UNITED STATES DISTRICT COURT FOR THE NORTHERN DISTRICT OF WEST VIRGINIA MARTINSBURG
Jan 9, 2020
Civil Action No. 3:18-CV-163 (N.D.W. Va. Jan. 9, 2020)

Opinion

Civil Action No. 3:18-CV-163

01-09-2020

BRAD ALLEN DAVENPORT, Petitioner, v. JOE COAKLEY, Warden, Respondent


(GROH)

REPORT AND RECOMMENDATION

I. INTRODUCTION

On October 9, 2018, the pro se Petitioner, an inmate at Hazelton USP in Bruceton Mills, West Virginia, filed a petition for the writ of habeas corpus pursuant to 28 U.S.C. § 2241, challenging his conviction and sentence. ECF No. 1.

The matter is pending before this Court for an initial review and Report and Recommendation pursuant to Local Rule of Prisoner Litigation Procedure ("LR PL P") 2 and 28 U.S.C. § 1915A.

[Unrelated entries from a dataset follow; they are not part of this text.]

PR #459, opened 2021-07-19
added sieve implementation using executors

PratimGhosh86:
## Description

Keeping the original `runSieve()` approach in place, this implementation splits the task of calculating sieves to multiple threads without partitioning the sieve itself. Once a thread has completed execution, required data is emitted through Atomic types and the resultant prime count of each individual thread is accumulated globally. For verification, the accumulated count is divided by the number of passes and compared to the predefined dictionary.

```
> Executing task: docker run --rm -it  solution3:latest <

Passes: 10150, Time: 5.000000, Avg: 0.000493, Limit: 1000000, Count: 78498, Valid: true

PratimGhosh86-solution_3;10150;5.000000;212;algorithm=base,faithful=yes,bits=1
```

## Contributing requirements


rbergen:
Please modify this PR to add a second implementation to solution_2, instead of a new solution. It saves docker build time and resources while running the benchmark. Also, please synchronize your fork with the current state of this repo/branch. It will pull in #461, which is needed to fix CI for your PR.

PratimGhosh86:
alright will do that

PratimGhosh86:
@rbergen changes have been pushed

PrimeJava/solution_2/README.md
```diff
@@ -1,23 +1,22 @@
...
 ## Output
 
 ```
 > Executing task: docker run --rm -it  solution2:latest <
 
-Passes: 2504, Time: 5.000000, Avg: 0.001997, Limit: 1000000, Count: 78498, Valid: true
+Passes: 10150, Time: 5.000000, Avg: 0.000493, Limit: 1000000, Count: 78498, Valid: true
 
-PratimGhosh86;2504;5.000000;1;algorithm=base,faithful=yes,bits=1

II. FACTUAL AND PROCEDURAL HISTORY

The facts are taken from the Petitioner's criminal Case No. 6:09-CR-44 in the United States District Court for the Eastern District of Kentucky, available on PACER. Unless otherwise noted, the ECF entries in Sections II.A., II.B., II.C., and II.D. refer to that criminal case. Philips v. Pitt Cnty. Mem. Hosp., 572 F.3d 176, 180 (4th Cir. 2009) (courts "may properly take judicial notice of public record); Colonial Penn. Ins. Co. v. Coil, 887 F.2d 1236, 1239 (4th Cir. 1989) ("We note that 'the most frequent use of judicial notice is in noticing the contents of court records.'").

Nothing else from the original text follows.